Only lines holding the string "limitation" are wanted; copy each one from the material.

===============

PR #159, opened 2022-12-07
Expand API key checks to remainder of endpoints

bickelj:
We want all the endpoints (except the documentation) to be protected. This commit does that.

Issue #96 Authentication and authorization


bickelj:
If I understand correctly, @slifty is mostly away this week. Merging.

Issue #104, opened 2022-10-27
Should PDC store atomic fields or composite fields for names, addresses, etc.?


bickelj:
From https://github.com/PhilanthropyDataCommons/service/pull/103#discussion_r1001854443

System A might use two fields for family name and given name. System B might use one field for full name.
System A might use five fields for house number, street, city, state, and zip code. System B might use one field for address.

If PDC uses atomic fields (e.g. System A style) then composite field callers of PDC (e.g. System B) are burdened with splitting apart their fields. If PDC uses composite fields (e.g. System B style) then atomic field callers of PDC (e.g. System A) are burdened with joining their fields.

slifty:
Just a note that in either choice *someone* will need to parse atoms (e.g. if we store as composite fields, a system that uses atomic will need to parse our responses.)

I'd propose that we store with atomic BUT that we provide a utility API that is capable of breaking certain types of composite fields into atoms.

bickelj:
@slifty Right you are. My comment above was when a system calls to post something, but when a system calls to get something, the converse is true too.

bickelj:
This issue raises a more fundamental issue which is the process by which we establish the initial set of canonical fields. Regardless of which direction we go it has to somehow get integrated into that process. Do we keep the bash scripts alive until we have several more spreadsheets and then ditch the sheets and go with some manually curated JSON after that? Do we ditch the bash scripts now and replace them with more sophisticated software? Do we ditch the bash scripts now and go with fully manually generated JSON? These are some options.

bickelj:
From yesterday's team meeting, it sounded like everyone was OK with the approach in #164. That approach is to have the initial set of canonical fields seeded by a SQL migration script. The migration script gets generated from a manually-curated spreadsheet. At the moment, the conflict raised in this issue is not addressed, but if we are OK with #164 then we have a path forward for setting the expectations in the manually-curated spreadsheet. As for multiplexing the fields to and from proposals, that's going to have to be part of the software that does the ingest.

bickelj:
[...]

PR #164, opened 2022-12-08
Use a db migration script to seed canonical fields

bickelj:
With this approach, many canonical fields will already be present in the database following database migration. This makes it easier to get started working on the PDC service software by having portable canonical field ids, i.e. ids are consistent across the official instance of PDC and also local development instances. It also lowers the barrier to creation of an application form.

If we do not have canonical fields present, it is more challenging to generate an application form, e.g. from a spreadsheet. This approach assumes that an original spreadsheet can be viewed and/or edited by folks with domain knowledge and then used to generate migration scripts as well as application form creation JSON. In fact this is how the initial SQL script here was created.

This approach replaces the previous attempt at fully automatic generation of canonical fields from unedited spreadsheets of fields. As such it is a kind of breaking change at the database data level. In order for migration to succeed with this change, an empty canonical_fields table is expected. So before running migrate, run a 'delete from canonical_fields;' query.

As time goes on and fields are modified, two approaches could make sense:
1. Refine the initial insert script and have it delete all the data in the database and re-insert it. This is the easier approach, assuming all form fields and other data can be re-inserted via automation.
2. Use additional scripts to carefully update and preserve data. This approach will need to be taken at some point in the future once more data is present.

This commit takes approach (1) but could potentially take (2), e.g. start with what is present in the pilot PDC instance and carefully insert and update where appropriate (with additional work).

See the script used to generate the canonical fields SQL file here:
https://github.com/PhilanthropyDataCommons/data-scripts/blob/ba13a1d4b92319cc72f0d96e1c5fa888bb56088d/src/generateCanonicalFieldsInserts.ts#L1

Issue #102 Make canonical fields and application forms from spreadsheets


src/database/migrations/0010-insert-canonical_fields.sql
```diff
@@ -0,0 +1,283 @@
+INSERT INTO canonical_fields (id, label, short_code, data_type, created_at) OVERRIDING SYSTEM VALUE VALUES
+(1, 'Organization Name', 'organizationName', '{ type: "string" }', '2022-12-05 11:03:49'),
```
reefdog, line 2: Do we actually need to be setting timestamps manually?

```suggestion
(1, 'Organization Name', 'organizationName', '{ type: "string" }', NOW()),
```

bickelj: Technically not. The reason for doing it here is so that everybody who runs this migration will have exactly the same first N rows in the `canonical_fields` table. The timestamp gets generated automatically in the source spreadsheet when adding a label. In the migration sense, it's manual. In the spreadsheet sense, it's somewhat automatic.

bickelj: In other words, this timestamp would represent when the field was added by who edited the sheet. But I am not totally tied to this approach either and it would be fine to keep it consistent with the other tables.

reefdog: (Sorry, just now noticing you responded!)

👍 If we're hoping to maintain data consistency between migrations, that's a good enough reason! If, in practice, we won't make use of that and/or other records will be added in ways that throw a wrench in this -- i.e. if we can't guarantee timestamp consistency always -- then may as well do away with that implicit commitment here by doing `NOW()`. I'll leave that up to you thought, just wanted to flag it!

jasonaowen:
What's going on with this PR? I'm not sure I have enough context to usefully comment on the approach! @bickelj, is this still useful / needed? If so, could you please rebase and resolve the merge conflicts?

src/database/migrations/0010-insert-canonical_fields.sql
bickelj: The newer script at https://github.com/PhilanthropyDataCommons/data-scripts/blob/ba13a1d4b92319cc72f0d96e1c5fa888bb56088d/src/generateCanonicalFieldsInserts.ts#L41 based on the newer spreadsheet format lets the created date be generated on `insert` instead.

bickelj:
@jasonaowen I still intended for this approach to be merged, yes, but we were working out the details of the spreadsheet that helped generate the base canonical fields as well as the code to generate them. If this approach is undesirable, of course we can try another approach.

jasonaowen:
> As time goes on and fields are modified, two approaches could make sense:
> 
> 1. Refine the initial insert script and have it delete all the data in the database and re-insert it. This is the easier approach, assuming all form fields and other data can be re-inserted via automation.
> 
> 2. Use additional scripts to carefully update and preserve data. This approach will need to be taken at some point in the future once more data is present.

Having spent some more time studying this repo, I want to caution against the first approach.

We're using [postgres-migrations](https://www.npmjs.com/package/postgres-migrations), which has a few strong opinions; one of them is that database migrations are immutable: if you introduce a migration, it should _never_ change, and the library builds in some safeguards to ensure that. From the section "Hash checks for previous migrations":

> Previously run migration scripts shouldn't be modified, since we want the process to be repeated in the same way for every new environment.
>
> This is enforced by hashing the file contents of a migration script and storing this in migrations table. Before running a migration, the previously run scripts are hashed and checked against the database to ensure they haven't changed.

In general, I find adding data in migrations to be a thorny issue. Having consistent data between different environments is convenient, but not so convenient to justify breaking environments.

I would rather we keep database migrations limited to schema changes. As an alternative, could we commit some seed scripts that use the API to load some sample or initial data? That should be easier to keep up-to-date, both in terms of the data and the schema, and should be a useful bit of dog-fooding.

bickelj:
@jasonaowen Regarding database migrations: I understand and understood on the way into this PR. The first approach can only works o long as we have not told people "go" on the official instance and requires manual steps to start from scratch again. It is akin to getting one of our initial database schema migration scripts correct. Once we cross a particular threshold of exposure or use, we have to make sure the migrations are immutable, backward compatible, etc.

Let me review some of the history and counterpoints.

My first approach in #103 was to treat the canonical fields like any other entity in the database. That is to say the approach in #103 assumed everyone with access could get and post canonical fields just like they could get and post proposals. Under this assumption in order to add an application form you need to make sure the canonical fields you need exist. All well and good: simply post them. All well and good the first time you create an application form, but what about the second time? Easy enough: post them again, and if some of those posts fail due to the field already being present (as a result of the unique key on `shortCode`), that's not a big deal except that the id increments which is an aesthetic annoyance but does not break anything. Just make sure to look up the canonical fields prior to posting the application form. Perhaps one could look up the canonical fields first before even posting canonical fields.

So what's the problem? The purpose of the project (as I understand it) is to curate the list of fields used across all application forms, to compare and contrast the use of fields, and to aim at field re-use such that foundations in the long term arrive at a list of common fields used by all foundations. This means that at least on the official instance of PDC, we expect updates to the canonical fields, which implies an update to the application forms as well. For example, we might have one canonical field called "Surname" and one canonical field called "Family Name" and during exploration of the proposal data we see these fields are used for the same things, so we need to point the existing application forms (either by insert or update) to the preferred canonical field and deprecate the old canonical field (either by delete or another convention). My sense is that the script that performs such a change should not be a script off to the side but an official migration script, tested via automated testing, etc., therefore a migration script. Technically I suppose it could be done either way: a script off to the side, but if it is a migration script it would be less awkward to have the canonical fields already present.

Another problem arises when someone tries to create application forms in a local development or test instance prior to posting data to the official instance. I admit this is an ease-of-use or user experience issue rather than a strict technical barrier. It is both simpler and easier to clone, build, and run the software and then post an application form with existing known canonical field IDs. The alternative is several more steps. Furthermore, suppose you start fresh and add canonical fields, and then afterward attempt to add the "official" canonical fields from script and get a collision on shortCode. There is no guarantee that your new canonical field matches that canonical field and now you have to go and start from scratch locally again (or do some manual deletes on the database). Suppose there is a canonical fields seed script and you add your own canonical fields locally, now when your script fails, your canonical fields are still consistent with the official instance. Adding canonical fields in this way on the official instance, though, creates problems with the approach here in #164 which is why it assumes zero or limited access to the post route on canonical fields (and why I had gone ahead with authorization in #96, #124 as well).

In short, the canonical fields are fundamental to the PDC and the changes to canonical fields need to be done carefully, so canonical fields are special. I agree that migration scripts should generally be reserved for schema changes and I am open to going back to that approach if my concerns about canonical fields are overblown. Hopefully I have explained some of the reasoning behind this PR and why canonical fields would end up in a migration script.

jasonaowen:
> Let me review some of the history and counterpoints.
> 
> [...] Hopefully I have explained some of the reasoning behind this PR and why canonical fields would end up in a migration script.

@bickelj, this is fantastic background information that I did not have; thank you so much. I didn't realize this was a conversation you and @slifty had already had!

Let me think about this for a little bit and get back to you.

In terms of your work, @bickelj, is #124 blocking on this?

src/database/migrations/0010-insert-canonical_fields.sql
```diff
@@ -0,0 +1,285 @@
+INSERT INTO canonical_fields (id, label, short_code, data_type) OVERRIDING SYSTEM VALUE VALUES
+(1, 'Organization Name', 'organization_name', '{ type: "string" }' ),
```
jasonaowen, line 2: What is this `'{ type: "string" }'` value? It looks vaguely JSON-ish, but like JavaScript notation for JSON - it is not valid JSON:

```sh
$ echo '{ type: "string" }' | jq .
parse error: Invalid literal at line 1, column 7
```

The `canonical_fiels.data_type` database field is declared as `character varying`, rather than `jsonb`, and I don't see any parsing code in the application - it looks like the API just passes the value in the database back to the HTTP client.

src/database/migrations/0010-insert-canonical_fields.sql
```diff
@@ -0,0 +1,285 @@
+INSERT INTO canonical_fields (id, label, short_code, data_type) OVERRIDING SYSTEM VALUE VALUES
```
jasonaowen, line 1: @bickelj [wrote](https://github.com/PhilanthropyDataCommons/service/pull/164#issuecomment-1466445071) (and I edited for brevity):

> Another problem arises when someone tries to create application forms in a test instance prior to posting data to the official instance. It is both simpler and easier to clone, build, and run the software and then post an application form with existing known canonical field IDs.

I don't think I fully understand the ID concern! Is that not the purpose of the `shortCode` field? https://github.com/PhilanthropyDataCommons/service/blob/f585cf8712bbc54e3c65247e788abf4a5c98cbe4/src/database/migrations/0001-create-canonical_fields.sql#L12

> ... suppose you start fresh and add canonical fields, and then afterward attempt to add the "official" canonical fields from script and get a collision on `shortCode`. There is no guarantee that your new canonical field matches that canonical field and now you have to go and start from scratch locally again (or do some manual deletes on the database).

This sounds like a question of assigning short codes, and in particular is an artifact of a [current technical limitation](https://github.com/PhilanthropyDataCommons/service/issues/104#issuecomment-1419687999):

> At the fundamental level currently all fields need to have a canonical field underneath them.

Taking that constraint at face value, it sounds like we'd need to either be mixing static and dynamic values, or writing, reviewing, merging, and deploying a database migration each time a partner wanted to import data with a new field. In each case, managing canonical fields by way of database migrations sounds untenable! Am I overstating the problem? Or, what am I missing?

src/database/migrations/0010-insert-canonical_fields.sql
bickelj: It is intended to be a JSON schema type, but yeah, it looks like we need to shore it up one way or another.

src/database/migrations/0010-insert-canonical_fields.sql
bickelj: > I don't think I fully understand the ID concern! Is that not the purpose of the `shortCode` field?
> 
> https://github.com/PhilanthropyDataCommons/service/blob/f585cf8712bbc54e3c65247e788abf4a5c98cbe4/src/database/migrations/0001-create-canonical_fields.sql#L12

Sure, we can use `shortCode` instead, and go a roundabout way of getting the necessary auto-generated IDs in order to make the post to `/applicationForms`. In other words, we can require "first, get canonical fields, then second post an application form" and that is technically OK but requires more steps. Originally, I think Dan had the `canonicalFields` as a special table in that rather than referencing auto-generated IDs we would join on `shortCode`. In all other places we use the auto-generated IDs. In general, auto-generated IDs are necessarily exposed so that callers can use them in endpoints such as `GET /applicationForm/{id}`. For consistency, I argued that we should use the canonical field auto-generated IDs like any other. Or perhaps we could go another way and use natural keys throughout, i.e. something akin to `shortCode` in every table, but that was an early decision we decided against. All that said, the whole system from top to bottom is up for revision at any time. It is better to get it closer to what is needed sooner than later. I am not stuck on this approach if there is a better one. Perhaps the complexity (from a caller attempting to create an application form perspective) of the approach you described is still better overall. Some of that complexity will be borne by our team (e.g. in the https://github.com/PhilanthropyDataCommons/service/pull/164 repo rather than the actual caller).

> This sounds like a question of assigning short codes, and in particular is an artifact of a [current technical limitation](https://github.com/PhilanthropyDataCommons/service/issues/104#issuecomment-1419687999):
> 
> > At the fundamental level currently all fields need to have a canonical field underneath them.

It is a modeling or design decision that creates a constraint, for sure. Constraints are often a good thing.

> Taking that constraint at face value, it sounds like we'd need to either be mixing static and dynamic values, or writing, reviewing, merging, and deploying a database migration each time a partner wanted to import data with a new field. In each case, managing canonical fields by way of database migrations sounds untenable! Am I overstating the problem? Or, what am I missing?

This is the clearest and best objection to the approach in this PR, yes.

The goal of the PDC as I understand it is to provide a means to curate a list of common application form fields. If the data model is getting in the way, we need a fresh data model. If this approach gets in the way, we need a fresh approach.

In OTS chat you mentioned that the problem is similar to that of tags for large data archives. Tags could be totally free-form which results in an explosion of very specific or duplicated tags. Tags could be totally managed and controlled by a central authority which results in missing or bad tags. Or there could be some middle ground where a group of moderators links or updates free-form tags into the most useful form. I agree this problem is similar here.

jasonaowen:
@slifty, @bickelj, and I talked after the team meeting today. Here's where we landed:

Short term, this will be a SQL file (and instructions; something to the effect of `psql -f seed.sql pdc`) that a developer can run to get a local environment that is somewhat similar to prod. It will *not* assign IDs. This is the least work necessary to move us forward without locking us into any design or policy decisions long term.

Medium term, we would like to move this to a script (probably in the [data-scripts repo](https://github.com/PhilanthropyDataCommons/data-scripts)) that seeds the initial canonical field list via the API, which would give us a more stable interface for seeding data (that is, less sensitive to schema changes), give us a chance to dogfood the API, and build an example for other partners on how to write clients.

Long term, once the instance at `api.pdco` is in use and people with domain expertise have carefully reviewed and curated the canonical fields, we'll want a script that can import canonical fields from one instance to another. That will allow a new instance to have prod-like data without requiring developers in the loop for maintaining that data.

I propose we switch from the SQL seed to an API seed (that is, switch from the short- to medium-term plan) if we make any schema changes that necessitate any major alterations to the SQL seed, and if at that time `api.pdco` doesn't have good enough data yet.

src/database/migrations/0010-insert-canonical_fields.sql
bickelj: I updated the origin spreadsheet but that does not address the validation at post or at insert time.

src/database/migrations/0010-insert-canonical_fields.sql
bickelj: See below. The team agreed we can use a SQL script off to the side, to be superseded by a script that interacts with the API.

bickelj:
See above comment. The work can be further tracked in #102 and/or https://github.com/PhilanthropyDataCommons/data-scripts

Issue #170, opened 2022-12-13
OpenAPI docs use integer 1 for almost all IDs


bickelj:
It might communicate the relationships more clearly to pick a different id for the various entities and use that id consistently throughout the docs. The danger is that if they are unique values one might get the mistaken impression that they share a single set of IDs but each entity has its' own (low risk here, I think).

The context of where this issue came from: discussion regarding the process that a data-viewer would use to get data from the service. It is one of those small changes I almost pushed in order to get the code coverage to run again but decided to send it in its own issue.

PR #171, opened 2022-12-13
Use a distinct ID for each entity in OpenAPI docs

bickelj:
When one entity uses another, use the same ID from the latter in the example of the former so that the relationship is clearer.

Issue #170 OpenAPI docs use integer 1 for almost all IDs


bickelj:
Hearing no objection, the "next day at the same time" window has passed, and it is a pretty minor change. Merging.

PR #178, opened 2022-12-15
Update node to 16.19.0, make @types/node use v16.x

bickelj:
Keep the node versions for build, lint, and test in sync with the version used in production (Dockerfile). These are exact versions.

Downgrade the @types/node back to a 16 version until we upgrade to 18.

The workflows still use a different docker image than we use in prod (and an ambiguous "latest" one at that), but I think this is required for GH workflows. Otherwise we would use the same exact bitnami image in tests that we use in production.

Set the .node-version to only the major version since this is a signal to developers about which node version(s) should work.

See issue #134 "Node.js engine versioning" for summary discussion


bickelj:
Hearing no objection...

===============

▸ **The completed task**
This sounds like a question of assigning short codes, and in particular is an artifact of a [current technical limitation](https://github.com/PhilanthropyDataCommons/service/issues/104#issuecomment-1419687999):
> This sounds like a question of assigning short codes, and in particular is an artifact of a [current technical limitation](https://github.com/PhilanthropyDataCommons/service/issues/104#issuecomment-1419687999):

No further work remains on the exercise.